The world's worst humanitarian crisis? (photo credit: New York Times)
Somalia is the world's worst humanitarian crisis, according to a warning issued by Oxfam this week. The statement prompted a Time article "Somalia's Crisis: Not Piracy, but Its People's Plight" that is now making it's way around Twitter. The designation of "worst," while good for flashy magazine headlines and NGO press releases, is part of a dangerous race to the bottom in the marketing of global humanitarian plight that has inadvertently sapped political relevance.
The first time I went to Uganda was in August 2005, a little less than a year after then head of UN humanitarian affairs Jan Egelend called it the "biggest neglected humanitarian crisis" in the world. As one of my earliest up close interactions with the global humanitarian system, it was fascinating and strange to see how international nongovernmental organizations wielded that designation like a trophy or talisman. As I researched international aid in northern Uganda's internal displacement camps, versions of Egelend's quote came up more often than just about any other statistic or sound byte.
This is understandable and deeply human. Superlatives exist in language to help us differentiate magnitude, excellence and severity. And in a world in which so many global challenges vie for media attention and donor dollars, it is understandable that the aid community grabs onto external forces that validates the atrocity of the particular injustice they seek to address and that can lead new allies and stakeholders in their direction.

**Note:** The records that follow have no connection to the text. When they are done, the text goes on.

PR #452, opened 2022-12-04
tags and owners sidebars

IDoneShaveIt:
Added 2 more sidebars to the report - tags & owners.


elementary/monitor/api/sidebar/sidebar.py
```diff
@@ -48,3 +68,33 @@ def _update_dbt_sidebar(
                 if part not in dbt_sidebar:
                     dbt_sidebar[part] = {}
                 dbt_sidebar = dbt_sidebar[part]
+
+    def get_tags_sidebar(
+        self,
+        models: Dict[str, NormalizedModelSchema],
+        sources: Dict[str, NormalizedModelSchema],
+    ) -> TagsSidebarSchema:
```
haritamar, line 76: Maybe we can somehow merge these two functions?
E.g. `get_sidebar_by_labels` or something

(Not very critical, as these are very short functions)

IDoneShaveIt: I like the seperation because this is an equivalent to an API.
I can make a common method that is used by both.

haritamar: Not critical, just my automatic duplication radar :)
I think it's also fine as-is as it's very clear

IDoneShaveIt: That is a good radar!

elementary/monitor/api/tests/schema.py
```diff
@@ -53,11 +83,8 @@ def format_time_utc(cls, time_utc):
         return convert_partial_iso_format_to_full_iso_format(time_utc)
 
 
-class TotalsInvocationsSchema(BaseModel):
-    errors: Optional[int] = 0
-    warnings: Optional[int] = 0
-    passed: Optional[int] = 0
-    resolved: Optional[int] = 0
+class TotalsInvocationsSchema(TotalsSchema):
+    pass
```
haritamar, line 87: Why do we need both `TotalsInvocationsSchema` and `TotalsSchema`?

IDoneShaveIt: Well they used to be different and I somehow like that we define a schema for each data type (even if they are the same).
But I agree that currently its a bit redundant

elementary/monitor/api/filters/filters.py
```diff
@@ -0,0 +1,103 @@
...
+                errors_filter.add_model_unique_id(model_unique_id)
+            if total.passed:
+                passed_filter.add_model_unique_id(model_unique_id)
+            if (
+                not total.failures
+                and not total.warnings
+                and not total.errors
+                and not total.passed
+            ):
+                no_tests_filter.add_model_unique_id(model_unique_id)
```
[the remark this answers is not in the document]
IDoneShaveIt: Yes :) 
You can define models without tests / run dbt test -s which will cause only partial tests to run.
On both cases we can have a situation where there are no tests 🙂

But I have come to believe that this clinging to designations of superlative horror is the one of the most corrosive and dangerous forces in marketing and media around humanitarian crises. I believe that by propagating these sort of statements, aid agencies have accidentally become complicit in inspiring apathy in the broader public.

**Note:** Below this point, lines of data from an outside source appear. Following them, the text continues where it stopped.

PR #457, opened 2022-12-06
Fix tracking

elongl:


elementary/tracking/anonymous_tracking.py
```diff
@@ -53,17 +54,9 @@ def init(self):
             pass
 
     def _get_anonymous_user_id(self):
-        legacy_user_id_path = Path().joinpath(
-            self.config.profiles_dir, self.ANONYMOUS_USER_ID_FILE
```
elongl, line 57: This is `None` by default which raises an Exception.

haritamar (approved):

Superlatives like "worst," and "most neglected" put the emphasis of our attention not on the horror of injustice, but on the singularity of a particular instance of injustice. While this may prove a temporarily galvanizing force, what it leads to is a shortness of attention and a race of resources to the next new worst crisis. Aid worker after aid worker in Uganda in 2005 talked about having been stationed in one location, getting half way through a project, and then having resources immediately vacate as some new crisis (the big disruptive force then was the Tsunami) grabs more attention.

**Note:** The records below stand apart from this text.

PR #459, opened 2022-12-07
Still get user ids when only a non-list is passed to owner/subscriber

jelstongreen:


elementary/monitor/data_monitoring.py
```diff
@@ -100,7 +101,15 @@ def _get_user_id(email: str) -> str:
...
 
-        if isinstance(emails, list) and emails != []:
+        def _parse_str_to_list(emails: str) -> List[str]:
+            try:
+                return ast.literal_eval(emails)
+            except:
+                return list(emails.split(","))
+
+        if isinstance(emails, str):
+            emails = _parse_str_to_list(emails)
```
IDoneShaveIt, line 111: I think that we can simplifier the code a bit in the following way:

Now it's a fair question to ask how much of this problem is the endless cable news media cycle vs. the aid agencies themselves. It's also at least reasonable (if I think wrong) to ponder whether humanitarian aid policy should be driven by trying to ease the worst of the worst situations. But I still believe that the quickness with which we the social change community latch on to superlatives is a fundamental problem. It is, to be ironic, perhaps the "greatest" branding and marketing challenge we face.